What is the colour of copper compound formed in Fehling's test for aliphatic aldehydes?

Red brown

The correct answer is Option (4) → Red brown

Fehling’s test is a classical chemical test used to detect the presence of reducing sugars (like glucose) or aliphatic aldehydes. It distinguishes between aldehydes and ketones based on their ability to reduce Cu²⁺ ions to Cu⁺ ions.

Composition of Fehling's Solution:

Fehling's solution is prepared by mixing two solutions:

Fehling's A: Aqueous solution of copper(II) sulfate (CuSO₄). This gives the solution a blue color due to the presence of Cu²⁺ ions.

Fehling's B: A solution of potassium sodium tartrate (Rochelle salt) in a strong alkali (NaOH). This helps to maintain the Cu²⁺ ions in solution by complexing them as [Cu(C₄H₄O₆)₂]²⁻.

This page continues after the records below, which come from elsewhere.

PR #781, opened 2017-08-02
config.json: Add topics & difficulty for robot-simulator

tleen:
See #345 & #731

### DIFF
--- a/config.json
+++ b/config.json
@@ -832,9 +832,13 @@
       "slug": "robot-simulator",
       "core": false,
       "unlocked_by": null,
-      "difficulty": 1,
+      "difficulty": 5,
       "topics": [
-
+        "Concurrency",
+        "Control-flow (loops)",
+        "Sequences",
+        "Strings",
+        "Structs"
       ]
     },
     {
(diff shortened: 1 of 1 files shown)


config.json
```diff
@@ -832,9 +832,13 @@
...
       "unlocked_by": null,
-      "difficulty": 1,
+      "difficulty": 5,
       "topics": [
-
+        "Concurrency",
+        "Control-flow (loops)",
+        "Sequences",
+        "Strings",
+        "Structs"
```
leenipper: These topics look good.

config.json
```diff
@@ -832,9 +832,13 @@
       "slug": "robot-simulator",
       "core": false,
       "unlocked_by": null,
-      "difficulty": 1,
+      "difficulty": 5,
```
leenipper: Because of the concurrency, I'm thinking at least 6 or 7 for difficulty.

tleen: Ok, wasn't sure with that. When I start seeing channels and stuff I tend to think at least 5+ unless it is utterly trivial. It is one of those unique Go things that trips people up.

PR #783, opened 2017-08-02
config.json: Add topics & difficulty for pov

tleen:
See #345 & #731

### DIFF
--- a/config.json
+++ b/config.json
@@ -814,9 +814,12 @@
       "slug": "pov",
       "core": false,
       "unlocked_by": null,
-      "difficulty": 1,
+      "difficulty": 7,
       "topics": [
-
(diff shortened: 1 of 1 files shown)


tleen:
Was not sure if we should consider "Graphs" and "Trees" redundant. Going by the way nextercism is shaping up I erred on the side of more topics being better than less.

config.json
```diff
@@ -814,9 +814,12 @@
...
       "core": false,
       "unlocked_by": null,
-      "difficulty": 1,
+      "difficulty": 7,
       "topics": [
-
+        "Graphs",
+        "Structs",
+        "Transforming",
+        "Trees"
```
tleen: Agreed.

PR #784, opened 2017-08-02
config.json: Add difficulty & topics for meetup

leenipper:
See #345 & #731


leenipper:
> perhaps be "Transforming"

Will add it.   I'll leave the "Type conversion" since there is an actual need to use Go type conversion syntax in at least one place in order to do the "Transform".

PR #790, opened 2017-08-03
config.json: Add topics & difficulty for binary-search-tree

tleen:
See #345 & #731


tleen:
Yep thats a good one.

Issue #798, opened 2017-08-08
Experiment with descriptive configuration field


tleen:
The hardest part of the config re-org thus far has been remembering the contents/goals of all the exercises.  The slug is good, but even then I find myself having to go the source and re-examine all the exercise info to figure it out. Over time more we work on the track the more we will recall each exercise, however we need to get the track properly configured for nextercism and do so on the quick side.

WIth this as a background I opened [an issue in discussions](https://github.com/exercism/discussions/issues/178) about adding some sort of descriptive field to the config.json entries for each exercise. In almost any other format we could do this via a comment but JSON does not support commenting and I would like to think this field should be available to the consumers of the JSON file, especially for config visualization tooling.

It seems there is no prohibition on adding extra fields to the config info so looks like if we are up to it we can try the concept out. I envisioned that this would be more focused on information that would be helpful for the maintainers to remember the purpose and intent of each exercise. The exercise info in [problem-specifications](https://github.com/exercism/problem-specifications) tell us the "what" of the exercises but not the "why", and the "why" could be very helpful in mapping out the track hierarchy. This information could be specific to each implementation so it would belong in the local config, not in the problem-specifications.

For example [etl](../tree/master/exercises/etl/) is probably the easiest exercise in the track someone would be forced to use the Map data type because it defines an interface requiring map use. This would be good to know in configuring the track. If any other exercises involve maps this may be a good prerequisite. You can't pickup this information from the topics/slug alone. 

I originally suggested the field may be named "purpose" but thinking on it more that seems limiting. Because it is a consumable field taking the place of a comment I think perhaps we should name it "comment". That leaves some flexibility in the field contents.

Thoughts?

tleen:
The experiment is in #800, any discussion is best handled there.

Issue #794, opened 2017-08-03
Choose core exercises structure


robphoenix:
From #717:

If you haven't already, now would be a good time to do the following:

~~- [x] add a rough estimate of difficulty to each exercise (scale: 1-10)~~
~~- [x] add topics to each exercise~~
- [ ] choose *at most 20 exercises* to be core exercises (set `core: true`, and delete the `unlocked_by` key)
- [ ] for each exercise that is not core, decide which exercise is the prerequisite (max 1)

If possible, leave 3 or 4 simple exercises as (core: false, unlocked_by: null), as this will provide new participants with some exercises that they can tackle even if they have not finished the first core exercise.

robphoenix:
If you've not already seen this, it should be useful https://github.com/exercism/discussions/issues/175#issuecomment-318243990

tleen:
I'm going to be mulling these over in my head for awhile as we have a ton of exercises. For starters what does everyone think do you think our most simple exercises are? 

These are our difficulty 1 exercises:

- [accumulate](../tree/master/exercises/accumulate)
- [etl](../tree/master/exercises/etl)
- [gigasecond](../tree/master/exercises/gigasecond)
- [hamming](../tree/master/exercises/hamming)
- [hello-world](../tree/master/exercises/hello-world)
- [leap](../tree/master/exercises/leap)
- [raindrops](../tree/master/exercises/raindrops)
- [scrabble-score](../tree/master/exercises/scrabble-score)

tleen:
I'm gonna say our easiest exercises are:
* hello-world - to introduce the environment
* hamming - simple looping
* raindrops - conditionals
 
Then very similar:
* gigasecond - slightly more complex than hello world, but not too different either
* leap - another mathy but quick problem (leap and gigasecond should prob have one unlock the other?)

A little harder but also similar:
* scrabble-score - should use map style lookups (but doesn't have to)
* etl - should unlock from scrabble? another map exercise transforming the map instead of reading from it
* accumulate - to introduce functions as args

This is my rough read on the first few exercises.

robphoenix:
tbh I'm finding this quite hard to conceptualise in my head how to sort the exercises, and have been kind of avoiding it. I'm going to need to sit down with a pen and paper and map it out I think.

tleen:
[...]

PR #800, opened 2017-08-14
Restructure configfile for Nextercism, difficulties 1-2

tleen:
Our initial stab at the reconfiguration for Nextercism incorporating
elements of #794 and #798. The "comment" field is an experimental
addition to the configuration to make remembering each exercise a
little easier while working on the file.

Analysis of the first two levels of difficulty led to some
re-assigning of those values. Exercises with stubs moved to
difficulty. Exercises without a stub moved to 2.

### DIFF
--- a/config.json
+++ b/config.json
@@ -270,7 +270,7 @@
     {
       "uuid": "20cbd8f9-f8e3-4767-a0f5-94810ba3f902",
       "slug": "scrabble-score",
-      "core": true,
+      "core": false,
       "unlocked_by": "hamming",
       "difficulty": 2,
       "topics": [
--- a/config.json
+++ b/config.json
@@ -12,25 +12,27 @@
     {
       "uuid": "19957346-dedf-441e-85ea-656cac0d96d8",
       "slug": "hello-world",
-      "core": false,
+      "core": true,
       "unlocked_by": null,
       "difficulty": 1,
       "topics": [
         "Strings"
-      ]
+      ],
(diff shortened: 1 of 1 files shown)


tleen:
This is a rather big one, but I thought a lot of these changes were interdependent. After taking a holistic look at the levels I moved a few around. I found that the exercises with stubs, by having stubs were much easier than the non-stubbed exercises and that made a good delineation between the lowest levels.

This is much easier to view in the [visualizer](https://jonmcalder.shinyapps.io/exercism-config-viz/). 

This is a work in progress for sure.

tleen:
Also, I have been using a Google Docs Sheet to try and track some of this stuff. If anyone wants the link let me know.

robphoenix:
> Also, I have been using a Google Docs Sheet to try and track some of this stuff. If anyone wants the link let me know.

Yes, that would be amazing! I've been away, so I'm going to give this some time this week and form a considered reply.

tleen:
Invite sent

robphoenix:
@tleen I've opened #805, I only intended to try and get an idea for what might work as core exercises and got carried away. I'm sure there'll be a lot of moving exercises about, but for me at least it's finally given me a proper grasp of the problem. 
I think we should focus on choosing core exercises first, and then we can configure the others around them, what do you think?

tleen:
As your PR handles the whole track and this one only the level 1&2, it supersedes this PR.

Reaction with Aliphatic Aldehydes:

When an aliphatic aldehyde (R-CHO) is mixed with Fehling's solution and heated, the aldehyde is oxidized to a carboxylate ion, while the Cu²⁺ ions from Fehling’s solution are reduced to Cu⁺ ions.

Reaction Steps:

Oxidation of the Aldehyde: The aldehyde group (-CHO) is oxidized to a carboxylate anion (-COO⁻):

\(R-CHO \longrightarrow R-COOH\)

Reduction of Copper (Cu²⁺ to Cu⁺):

The Cu²⁺ ions are reduced to Cu⁺ ions, which form Cu₂O (copper(I) oxide), a red-brown precipitate:

\(2Cu^{2+} + R-CHO + 5OH^{-} \longrightarrow Cu_2O(s) + R-COO^- + 3H_2O\)

Appearance of the Red-Brown Precipitate:

The reduced copper species, Cu₂O (copper(I) oxide), is insoluble in water and precipitates out as a brick-red (or red-brown) solid.

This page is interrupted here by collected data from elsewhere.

Issue #786, opened 2017-08-02
simple-cipher missing step #3? 


tleen:
I may be mistaken (I'm blitzing through the exercises quickly) but does the this track's [simple-cipher](../tree/master/exercises/simple-cipher) not require the user to do the third step in the README with the random key/ArgumentError? This may be a case where we need to override the generated README?

leenipper:
> override the generated README

Agreed.

From the test code in simple-cipher:

> // Steps 2 and 3 seem to be describing the Vigenère cipher (Google it)
> // so let's do that too.  The **random thing, don't worry about**.  There is
> // no test for that.

tleen:
Ok we can fix that, probably worth keeping an eye out on the other autogenerated READMEs they may be out of sync with the implementations.

tleen:
Now I am wondering if we should take over the generated README to fix that one little thing about randomness that the test file says to ignore. We could

- Leave as is - let the test file explain that the random element of step #3 is unnecessary
- Take over the README - remove the randomness text describing step 3
- Fulfill the README - add the randomness requirement into the exercise

robphoenix:
Ideally I think we should fulfill the README, this could perhaps be a separate issue. In the meantime, I like moving notes like these from the test suite into the README.

PR #802, opened 2017-08-15
pangram: clarify language in README

### LINKED ISSUE #801: Pangram README claims input will only have ASCII
The README says:

    The alphabet used consists of ASCII letters `a` to `z`, inclusive, and is case
    insensitive. Input will not contain non-ASCII symbols.

There are German characters in one test which causes failures if not ignored or counted. But even then tests fail if code does not handle characters outside of ASCII. Specifically, Russian.

    --- FAIL: TestPangram (0.00s)
	pangram_test.go:37: Pangram test [Широкая электрификация южных губерний даст мощный толчок подъёму сельского хозяйства.], expected [false], actual [true]
	pangram_test.go:39: [Широкая электрификация южных губерний даст мощный толчок подъёму сельского хозяйства.] should not be a pangram because : Panagram in alphabet other than ASCII

I am OK with having to check if a rune is ASCII or not. But the README explicitly says not to worry about it. Or is 'symbols' here meant to mean things other than letters like braces, emoji, and the like? Either way the README is at best not clear and at worst wrong.

tleen:
Made README clearer in regards to allowed inputs for pangram / allowed
inputs for interface.

Added the term 'rune' into the problem context.

Resolves #801

### DIFF
--- a/exercises/pangram/README.md
+++ b/exercises/pangram/README.md
@@ -5,8 +5,9 @@ Determine if a sentence is a pangram. A pangram (Greek: παν γράμμα, pan
 The best known English pangram is: 
 > The quick brown fox jumps over the lazy dog.
 
-The alphabet used consists of ASCII letters `a` to `z`, inclusive, and is case
-insensitive. Input will not contain non-ASCII symbols.
+The alphabet used to determine pangram status consists of the ASCII letters `a`
+to `z`, inclusive, and is case insensitive. Input may contain runes not in this
+set.
 
 ## Running the tests
 


robphoenix:
I'm not fully up on generating the READMEs, is this in danger of being overwritten?

tleen:
I don't think so, I believe that was a one time thing? I do have to look into it more, it's part of the reason why #786 has been sitting around. If that ends up happening we can redo in the local metafile or wherever.

tleen:
Yes, it would be overwritten but by us via configlet, automation in README's is a thing of the past. See the comment in 4a9e2a05b1a5e4ee9b9c31bea2fe3128b8935bcb.

robphoenix:
Okay, yeah, unless we change the description.md in the `problem-specifications` repo, then anything we add to `hints.md` will be additional. To change this we need to re-write it here. I suppose we just need to be considerate of this if we ever want to regenerate READMEs in the future and not just do them all.

tleen:
This may be a good example of why we moved to locally generated READMEs in the first place.

robphoenix:
I wonder if we're addressing the wrong problem here. Looking at https://github.com/exercism/problem-specifications/commit/ff2abe7ed8ba8021f6b1b22f57703dd4225ff6a4 & https://github.com/exercism/problem-specifications/issues/842 it may be that we should update the test suite to reflect the `canonical-data.json` instead of rewriting the README. And then add a generator when we can.

tleen:
Yeah, I think that is better since we are the divergent track here.

robphoenix:
Okay, do you want to update the `config.json` manually now until we implement the generator?

tleen:
I was gonna yank those two entries out of the test suite?

robphoenix:
Sounds good :+1:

The formation of this red-brown precipitate indicates the presence of a reducing sugar or an aliphatic aldehyde.

Color Change:

Initially: Fehling’s solution is blue due to the Cu²⁺ ions.

After Reaction: The blue color disappears as the Cu²⁺ ions are reduced, and the solution forms a red-brown precipitate of Cu₂O.

Why Red-Brown:

Cu₂O is copper(I) oxide, which has a characteristic brick-red (red-brown) color. This is the visual indicator of a positive Fehling’s test for aldehydes.

Fehling's Test Example:

For an aliphatic aldehyde like glucose: Glucose (an aldehyde) reduces Cu²⁺ ions, forming Cu₂O as a red-brown precipitate and producing gluconic acid as a by-product.

Summary:

Fehling’s test is used to detect reducing aldehydes or reducing sugars.

The blue Cu²⁺ ions in Fehling’s solution are reduced to Cu₂O, a red-brown (brick-red) precipitate.

The formation of this red-brown precipitate indicates a positive Fehling’s test for aldehydes or reducing sugars.

Thus, the color of the copper compound formed is red-brown.